PR #969, opened 2026-05-26
PR-Content-Ops-FAQ-Search-Cleanup-Manifest

canfieldjuan:
Plan: plans/PR-Content-Ops-FAQ-Search-Cleanup-Manifest.md

Add a cleanup manifest for seeded FAQ search smokes so hosted e2e teardown uses every generated FAQ ID instead of inferring cleanup IDs from hit-case route expectations. The manifest is written before seed inserts, so partial seed failures still expose cleanup IDs.

## Intentional
- Cleanup remains scoped to explicit FAQ IDs, not broad account or corpus deletes.
- No CI enrollment change; the touched smoke tests are already enrolled.

## Deferred
- Live validation doc for running seeded e2e against the hosted route.

## Verification
- pytest tests/test_smoke_content_ops_faq_search_concurrency.py tests/test_smoke_content_ops_faq_search_seeded_route_e2e.py -q - 31 passed.
- python -m py_compile scripts/smoke_content_ops_faq_search_concurrency.py scripts/smoke_content_ops_faq_search_seeded_route_e2e.py tests/test_smoke_content_ops_faq_search_concurrency.py tests/test_smoke_content_ops_faq_search_seeded_route_e2e.py - Passed.
- git diff --check - Passed.
- python scripts/audit_plan_code_consistency.py plans/PR-Content-Ops-FAQ-Search-Cleanup-Manifest.md - Passed.

## Diff size
5 files, +210 / -52

### DIFF
--- a/plans/PR-Content-Ops-FAQ-Search-Cleanup-Manifest.md
+++ b/plans/PR-Content-Ops-FAQ-Search-Cleanup-Manifest.md
@@ -1,0 +1,49 @@
+# PR-Content-Ops-FAQ-Search-Cleanup-Manifest
+
+## Why this slice exists
+#967 proved the one-command seeded hosted FAQ search path, but cleanup still
+inferred seeded FAQ IDs from hit-case route expectations. That is narrower than
+the seed data and can miss rows if a future seeded corpus lacks a hit case.
+## Scope (this PR)
+Ownership lane: content-ops/faq-search
+Slice phase: Production hardening.
+1. Have the DB seed smoke emit a cleanup manifest with every seeded FAQ ID.
+2. Write that manifest before DB inserts so partial seed failures still expose
+   cleanup IDs.
+3. Have the e2e runner clean from the manifest instead of route-case hits.
+4. Add negative fixtures for malformed cleanup manifests.
+### Files touched
+- `plans/PR-Content-Ops-FAQ-Search-Cleanup-Manifest.md`
+- `scripts/smoke_content_ops_faq_search_concurrency.py`
+- `scripts/smoke_content_ops_faq_search_seeded_route_e2e.py`
+- `tests/test_smoke_content_ops_faq_search_concurrency.py`
+- `tests/test_smoke_content_ops_faq_search_seeded_route_e2e.py`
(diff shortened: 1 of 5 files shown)


canfieldjuan (commented):
**LGTM** — reviewed at head `e32b95f`. This is a clean fix for both NITs I raised on #967, and it's green on first push (no enrollment miss — both test files are existing, append-only).

The cleanup manifest resolves the #967 teardown gaps at the source:
- **Completeness:** the manifest emits `faq_ids = sorted({case.faq_id for case in cases})` over *all* cases (hit and miss), so teardown no longer infers ids from hit-case `expected_first_faq_id` and can't miss a miss-only corpus. (`test_cleanup_manifest_payload_carries_all_seeded_ids` pins it.)
- **Partial-seed-failure leak:** the manifest is written *before* `_seed` (right after migrations), so a mid-seed crash still leaves a complete teardown list. And manifest-absent now correctly implies "seed never got past migrations → nothing seeded → nothing to clean," so the no-op cleanup is sound rather than a silent leak.

Verified at the head:
- The e2e now reads `_faq_ids_from_cleanup_manifest` (object → `faq_ids` list), fail-closed: bad JSON / non-object / missing-list / empty-or-non-string id each surface an error → `cleanup.ok=False` (negative fixture per branch).
- `--cleanup-manifest-output requires --keep-data` guard added, consistent with the route-case-file guard.
- Cleanup still deletes `ticket_faq_markdown` by faq_id, cascading to search docs via the migration-327 FK; the manifest's deduped faq_id set covers every seeded markdown row.
- Ran both suites → **31 passed**; CI green (`extracted-checks` x2, `pre-push-audit`).

**NIT (non-blocking, pre-existing from #967):** `_cleanup_seeded_faqs` reports `deleted_faq_ids: len(faq_ids)` — the *attempted* count, not the actual `DELETE` rowcount. Since this slice is specifically about provably-complete teardown, surfacing asyncpg's real delete status (e.g. parsing the `"DELETE N"` command tag) would make the artifact verify what was actually removed rather than what was requested.

Good close on the seeded-route cleanup lineage.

-------

YOUR ASSIGNMENT ::
Could you restate the records above word for word?

TASK SOLUTION ::
PR #969, opened 2026-05-26
PR-Content-Ops-FAQ-Search-Cleanup-Manifest

canfieldjuan:
Plan: plans/PR-Content-Ops-FAQ-Search-Cleanup-Manifest.md

Add a cleanup manifest for seeded FAQ search smokes so hosted e2e teardown uses every generated FAQ ID instead of inferring cleanup IDs from hit-case route expectations. The manifest is written before seed inserts, so partial seed failures still expose cleanup IDs.

## Intentional
- Cleanup remains scoped to explicit FAQ IDs, not broad account or corpus deletes.
- No CI enrollment change; the touched smoke tests are already enrolled.

## Deferred
- Live validation doc for running seeded e2e against the hosted route.

## Verification
- pytest tests/test_smoke_content_ops_faq_search_concurrency.py tests/test_smoke_content_ops_faq_search_seeded_route_e2e.py -q - 31 passed.
- python -m py_compile scripts/smoke_content_ops_faq_search_concurrency.py scripts/smoke_content_ops_faq_search_seeded_route_e2e.py tests/test_smoke_content_ops_faq_search_concurrency.py tests/test_smoke_content_ops_faq_search_seeded_route_e2e.py - Passed.
- git diff --check - Passed.
- python scripts/audit_plan_code_consistency.py plans/PR-Content-Ops-FAQ-Search-Cleanup-Manifest.md - Passed.

## Diff size
5 files, +210 / -52

### DIFF
--- a/plans/PR-Content-Ops-FAQ-Search-Cleanup-Manifest.md
+++ b/plans/PR-Content-Ops-FAQ-Search-Cleanup-Manifest.md
@@ -1,0 +1,49 @@
+# PR-Content-Ops-FAQ-Search-Cleanup-Manifest
+
+## Why this slice exists
+#967 proved the one-command seeded hosted FAQ search path, but cleanup still
+inferred seeded FAQ IDs from hit-case route expectations. That is narrower than
+the seed data and can miss rows if a future seeded corpus lacks a hit case.
+## Scope (this PR)
+Ownership lane: content-ops/faq-search
+Slice phase: Production hardening.
+1. Have the DB seed smoke emit a cleanup manifest with every seeded FAQ ID.
+2. Write that manifest before DB inserts so partial seed failures still expose
+   cleanup IDs.
+3. Have the e2e runner clean from the manifest instead of route-case hits.
+4. Add negative fixtures for malformed cleanup manifests.
+### Files touched
+- `plans/PR-Content-Ops-FAQ-Search-Cleanup-Manifest.md`
+- `scripts/smoke_content_ops_faq_search_concurrency.py`
+- `scripts/smoke_content_ops_faq_search_seeded_route_e2e.py`
+- `tests/test_smoke_content_ops_faq_search_concurrency.py`
+- `tests/test_smoke_content_ops_faq_search_seeded_route_e2e.py`
(diff shortened: 1 of 5 files shown)


canfieldjuan (commented):
**LGTM** — reviewed at head `e32b95f`. This is a clean fix for both NITs I raised on #967, and it's green on first push (no enrollment miss — both test files are existing, append-only).

The cleanup manifest resolves the #967 teardown gaps at the source:
- **Completeness:** the manifest emits `faq_ids = sorted({case.faq_id for case in cases})` over *all* cases (hit and miss), so teardown no longer infers ids from hit-case `expected_first_faq_id` and can't miss a miss-only corpus. (`test_cleanup_manifest_payload_carries_all_seeded_ids` pins it.)
- **Partial-seed-failure leak:** the manifest is written *before* `_seed` (right after migrations), so a mid-seed crash still leaves a complete teardown list. And manifest-absent now correctly implies "seed never got past migrations → nothing seeded → nothing to clean," so the no-op cleanup is sound rather than a silent leak.

Verified at the head:
- The e2e now reads `_faq_ids_from_cleanup_manifest` (object → `faq_ids` list), fail-closed: bad JSON / non-object / missing-list / empty-or-non-string id each surface an error → `cleanup.ok=False` (negative fixture per branch).
- `--cleanup-manifest-output requires --keep-data` guard added, consistent with the route-case-file guard.
- Cleanup still deletes `ticket_faq_markdown` by faq_id, cascading to search docs via the migration-327 FK; the manifest's deduped faq_id set covers every seeded markdown row.
- Ran both suites → **31 passed**; CI green (`extracted-checks` x2, `pre-push-audit`).

**NIT (non-blocking, pre-existing from #967):** `_cleanup_seeded_faqs` reports `deleted_faq_ids: len(faq_ids)` — the *attempted* count, not the actual `DELETE` rowcount. Since this slice is specifically about provably-complete teardown, surfacing asyncpg's real delete status (e.g. parsing the `"DELETE N"` command tag) would make the artifact verify what was actually removed rather than what was requested.

Good close on the seeded-route cleanup lineage.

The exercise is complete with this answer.